**Work item**
Which of the lines below include "AOSP"? Each one should be copied out.

----------

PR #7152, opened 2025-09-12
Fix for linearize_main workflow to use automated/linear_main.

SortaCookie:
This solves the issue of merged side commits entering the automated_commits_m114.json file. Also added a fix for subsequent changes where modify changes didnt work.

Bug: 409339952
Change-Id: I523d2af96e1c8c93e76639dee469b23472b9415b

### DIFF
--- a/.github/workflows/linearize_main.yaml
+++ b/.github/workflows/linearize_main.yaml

----------

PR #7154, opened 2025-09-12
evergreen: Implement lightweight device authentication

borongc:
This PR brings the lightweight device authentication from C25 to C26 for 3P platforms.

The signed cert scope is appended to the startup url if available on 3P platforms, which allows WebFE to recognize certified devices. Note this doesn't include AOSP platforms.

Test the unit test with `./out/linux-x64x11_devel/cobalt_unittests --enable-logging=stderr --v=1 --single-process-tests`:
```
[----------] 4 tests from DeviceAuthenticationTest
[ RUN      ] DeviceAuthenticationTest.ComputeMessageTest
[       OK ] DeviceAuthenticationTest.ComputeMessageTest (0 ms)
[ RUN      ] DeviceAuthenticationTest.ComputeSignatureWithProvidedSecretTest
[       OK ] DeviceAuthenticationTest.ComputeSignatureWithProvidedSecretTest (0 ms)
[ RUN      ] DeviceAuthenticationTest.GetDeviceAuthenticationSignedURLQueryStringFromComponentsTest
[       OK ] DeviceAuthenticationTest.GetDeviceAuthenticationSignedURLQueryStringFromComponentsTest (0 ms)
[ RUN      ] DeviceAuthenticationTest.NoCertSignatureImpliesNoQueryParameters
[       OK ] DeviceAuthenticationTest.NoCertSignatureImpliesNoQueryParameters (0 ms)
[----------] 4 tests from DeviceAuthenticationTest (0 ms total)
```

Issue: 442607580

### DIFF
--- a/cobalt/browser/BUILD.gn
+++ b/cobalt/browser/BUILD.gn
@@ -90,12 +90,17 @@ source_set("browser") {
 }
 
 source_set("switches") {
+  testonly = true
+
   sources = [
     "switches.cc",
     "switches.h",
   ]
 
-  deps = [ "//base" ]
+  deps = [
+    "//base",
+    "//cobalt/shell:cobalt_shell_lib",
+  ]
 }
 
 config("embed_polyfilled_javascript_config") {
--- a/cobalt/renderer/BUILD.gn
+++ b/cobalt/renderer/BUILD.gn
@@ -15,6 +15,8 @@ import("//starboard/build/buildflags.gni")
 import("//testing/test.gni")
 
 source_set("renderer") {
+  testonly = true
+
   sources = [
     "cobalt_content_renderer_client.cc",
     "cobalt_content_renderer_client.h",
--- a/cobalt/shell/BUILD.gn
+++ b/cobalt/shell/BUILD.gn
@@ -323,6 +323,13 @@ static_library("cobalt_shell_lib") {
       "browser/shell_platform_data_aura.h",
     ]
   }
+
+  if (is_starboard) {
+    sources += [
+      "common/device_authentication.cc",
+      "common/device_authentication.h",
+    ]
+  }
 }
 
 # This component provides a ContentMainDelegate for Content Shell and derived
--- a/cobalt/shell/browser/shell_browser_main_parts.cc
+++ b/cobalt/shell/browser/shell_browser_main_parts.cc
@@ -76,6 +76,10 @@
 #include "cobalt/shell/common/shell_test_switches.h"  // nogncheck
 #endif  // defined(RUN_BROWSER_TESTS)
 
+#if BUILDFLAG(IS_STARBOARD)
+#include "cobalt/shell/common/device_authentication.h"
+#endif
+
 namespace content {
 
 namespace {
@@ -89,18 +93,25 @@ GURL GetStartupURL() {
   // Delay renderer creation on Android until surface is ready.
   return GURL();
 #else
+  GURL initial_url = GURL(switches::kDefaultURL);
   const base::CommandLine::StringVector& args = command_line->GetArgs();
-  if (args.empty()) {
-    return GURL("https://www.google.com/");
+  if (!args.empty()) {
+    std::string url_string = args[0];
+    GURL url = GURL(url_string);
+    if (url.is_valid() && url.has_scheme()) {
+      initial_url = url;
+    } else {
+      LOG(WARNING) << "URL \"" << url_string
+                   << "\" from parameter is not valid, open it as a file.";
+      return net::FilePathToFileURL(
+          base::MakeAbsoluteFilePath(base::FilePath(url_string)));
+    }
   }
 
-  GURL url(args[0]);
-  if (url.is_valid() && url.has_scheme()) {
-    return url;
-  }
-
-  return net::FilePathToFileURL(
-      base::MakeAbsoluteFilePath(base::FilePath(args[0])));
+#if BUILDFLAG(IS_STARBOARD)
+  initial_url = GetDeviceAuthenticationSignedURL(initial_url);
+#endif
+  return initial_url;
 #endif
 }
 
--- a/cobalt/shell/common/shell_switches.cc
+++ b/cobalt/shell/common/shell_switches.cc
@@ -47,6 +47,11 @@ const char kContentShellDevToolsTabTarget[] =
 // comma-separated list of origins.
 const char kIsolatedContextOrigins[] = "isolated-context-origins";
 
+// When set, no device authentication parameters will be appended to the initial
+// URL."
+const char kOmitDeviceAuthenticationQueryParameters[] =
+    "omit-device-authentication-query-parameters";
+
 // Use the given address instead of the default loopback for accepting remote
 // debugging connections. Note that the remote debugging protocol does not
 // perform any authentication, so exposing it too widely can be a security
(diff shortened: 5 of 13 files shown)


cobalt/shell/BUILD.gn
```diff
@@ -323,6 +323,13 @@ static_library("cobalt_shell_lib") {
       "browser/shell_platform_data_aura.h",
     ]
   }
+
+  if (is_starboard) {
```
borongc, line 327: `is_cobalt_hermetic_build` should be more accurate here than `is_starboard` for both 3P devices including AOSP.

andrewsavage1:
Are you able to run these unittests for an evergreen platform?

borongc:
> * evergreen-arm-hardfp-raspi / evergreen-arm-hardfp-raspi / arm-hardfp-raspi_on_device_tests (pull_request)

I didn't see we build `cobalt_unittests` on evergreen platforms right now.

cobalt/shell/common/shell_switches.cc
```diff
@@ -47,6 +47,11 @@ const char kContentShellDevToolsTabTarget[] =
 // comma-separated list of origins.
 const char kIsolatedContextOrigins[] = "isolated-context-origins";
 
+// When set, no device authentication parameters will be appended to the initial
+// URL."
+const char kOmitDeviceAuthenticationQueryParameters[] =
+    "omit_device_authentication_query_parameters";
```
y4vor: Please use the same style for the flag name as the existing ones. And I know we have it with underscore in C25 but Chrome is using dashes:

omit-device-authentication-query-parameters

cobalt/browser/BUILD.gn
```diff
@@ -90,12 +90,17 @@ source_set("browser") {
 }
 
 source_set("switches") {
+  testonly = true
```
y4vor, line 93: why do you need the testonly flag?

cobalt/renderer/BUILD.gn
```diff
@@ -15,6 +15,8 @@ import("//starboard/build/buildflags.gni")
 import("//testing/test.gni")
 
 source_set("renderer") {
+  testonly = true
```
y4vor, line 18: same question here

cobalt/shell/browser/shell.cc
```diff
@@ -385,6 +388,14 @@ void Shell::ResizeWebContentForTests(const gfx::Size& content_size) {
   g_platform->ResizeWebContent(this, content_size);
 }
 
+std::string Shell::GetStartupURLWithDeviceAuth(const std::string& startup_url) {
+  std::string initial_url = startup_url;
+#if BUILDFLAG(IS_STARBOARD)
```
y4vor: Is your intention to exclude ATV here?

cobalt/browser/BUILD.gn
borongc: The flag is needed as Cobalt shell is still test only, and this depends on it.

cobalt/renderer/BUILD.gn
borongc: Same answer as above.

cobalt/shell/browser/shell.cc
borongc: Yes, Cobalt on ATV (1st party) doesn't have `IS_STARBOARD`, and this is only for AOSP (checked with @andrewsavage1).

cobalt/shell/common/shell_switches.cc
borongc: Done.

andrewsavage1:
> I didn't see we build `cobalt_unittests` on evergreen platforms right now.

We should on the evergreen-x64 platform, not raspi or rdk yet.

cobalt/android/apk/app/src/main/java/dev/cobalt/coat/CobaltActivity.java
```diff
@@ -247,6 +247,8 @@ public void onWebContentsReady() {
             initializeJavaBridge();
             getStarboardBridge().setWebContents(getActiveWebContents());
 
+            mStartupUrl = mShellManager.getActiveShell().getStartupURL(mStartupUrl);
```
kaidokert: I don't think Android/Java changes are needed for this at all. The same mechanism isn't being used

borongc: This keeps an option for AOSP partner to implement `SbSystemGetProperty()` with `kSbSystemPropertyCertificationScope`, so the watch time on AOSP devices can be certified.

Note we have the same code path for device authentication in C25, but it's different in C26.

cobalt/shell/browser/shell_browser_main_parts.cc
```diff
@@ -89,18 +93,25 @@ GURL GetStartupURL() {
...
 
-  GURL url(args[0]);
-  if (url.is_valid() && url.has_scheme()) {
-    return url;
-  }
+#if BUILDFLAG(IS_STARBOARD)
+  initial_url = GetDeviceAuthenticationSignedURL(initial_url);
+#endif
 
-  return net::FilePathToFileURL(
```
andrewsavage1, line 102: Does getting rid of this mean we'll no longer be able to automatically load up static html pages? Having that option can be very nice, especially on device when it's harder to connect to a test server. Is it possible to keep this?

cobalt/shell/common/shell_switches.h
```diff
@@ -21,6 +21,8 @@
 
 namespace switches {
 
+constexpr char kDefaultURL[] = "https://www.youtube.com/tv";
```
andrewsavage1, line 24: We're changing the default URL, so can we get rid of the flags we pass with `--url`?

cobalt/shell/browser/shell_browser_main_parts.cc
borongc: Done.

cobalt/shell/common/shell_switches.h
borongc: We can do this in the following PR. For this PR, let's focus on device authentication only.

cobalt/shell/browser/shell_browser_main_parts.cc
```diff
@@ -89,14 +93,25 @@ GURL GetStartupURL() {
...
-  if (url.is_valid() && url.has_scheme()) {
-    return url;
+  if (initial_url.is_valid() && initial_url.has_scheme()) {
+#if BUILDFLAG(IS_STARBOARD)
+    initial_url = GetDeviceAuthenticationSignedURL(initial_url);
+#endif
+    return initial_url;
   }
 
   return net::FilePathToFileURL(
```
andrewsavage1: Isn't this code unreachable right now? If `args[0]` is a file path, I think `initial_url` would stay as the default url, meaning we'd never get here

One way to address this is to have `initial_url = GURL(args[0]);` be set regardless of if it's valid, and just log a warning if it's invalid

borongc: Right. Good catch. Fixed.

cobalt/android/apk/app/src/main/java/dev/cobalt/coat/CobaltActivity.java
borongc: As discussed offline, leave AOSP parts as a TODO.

----------

**Response**
The signed cert scope is appended to the startup url if available on 3P platforms, which allows WebFE to recognize certified devices. Note this doesn't include AOSP platforms.
borongc, line 327: `is_cobalt_hermetic_build` should be more accurate here than `is_starboard` for both 3P devices including AOSP.
borongc: Yes, Cobalt on ATV (1st party) doesn't have `IS_STARBOARD`, and this is only for AOSP (checked with @andrewsavage1).
borongc: This keeps an option for AOSP partner to implement `SbSystemGetProperty()` with `kSbSystemPropertyCertificationScope`, so the watch time on AOSP devices can be certified.
borongc: As discussed offline, leave AOSP parts as a TODO.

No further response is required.